■ Material shown
PR #3300, opened 2023-11-09
pd: add `--enable-expensive-rpc` flag

erwanor:
This PR adds a `--simulate-trade-service` flag to `pd` that activates the DEX trade simulation service, which allow users to send `SimulateTrade` RPCs. The service is disabled by default, because it can be onerous to run it against a rich orderbook, and therefore is a potential DoS vector.

### DIFF
--- a/crates/bin/pd/src/main.rs
+++ b/crates/bin/pd/src/main.rs
@@ -21,6 +21,7 @@ use pd::testnet::{
     join::testnet_join,
 };
 use pd::upgrade::{self, Upgrade};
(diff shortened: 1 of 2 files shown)


conorsch:
@erwanor mind if I tack on the necessary deployment changes to this PR, so that we can use this on preview once it's merged? I can also follow up in a separate PR if you'd prefer.

erwanor:
Not at all, thanks actually

hdevalence:
Not to bikeshed, but I'm wondering if this could be --enable-expensive-rpc or something similar, so that we could just have one flag and if we add some other similar RPC later we could have it all grouped into one setting.

PR #3302, opened 2023-11-09
specifying `rustc` version requirement in `pcli` installation docs

bekauz:
Just went through the process of installing `pcli` and got the following error:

■ What you are asked to do
Having read the entries, repeat them all exactly.

■ Reply to the task
PR #3300, opened 2023-11-09
pd: add `--enable-expensive-rpc` flag

erwanor:
This PR adds a `--simulate-trade-service` flag to `pd` that activates the DEX trade simulation service, which allow users to send `SimulateTrade` RPCs. The service is disabled by default, because it can be onerous to run it against a rich orderbook, and therefore is a potential DoS vector.

### DIFF
--- a/crates/bin/pd/src/main.rs
+++ b/crates/bin/pd/src/main.rs
@@ -21,6 +21,7 @@ use pd::testnet::{
     join::testnet_join,
 };
 use pd::upgrade::{self, Upgrade};
(diff shortened: 1 of 2 files shown)


conorsch:
@erwanor mind if I tack on the necessary deployment changes to this PR, so that we can use this on preview once it's merged? I can also follow up in a separate PR if you'd prefer.

erwanor:
Not at all, thanks actually

hdevalence:
Not to bikeshed, but I'm wondering if this could be --enable-expensive-rpc or something similar, so that we could just have one flag and if we add some other similar RPC later we could have it all grouped into one setting.

PR #3302, opened 2023-11-09
specifying `rustc` version requirement in `pcli` installation docs

bekauz:
Just went through the process of installing `pcli` and got the following error:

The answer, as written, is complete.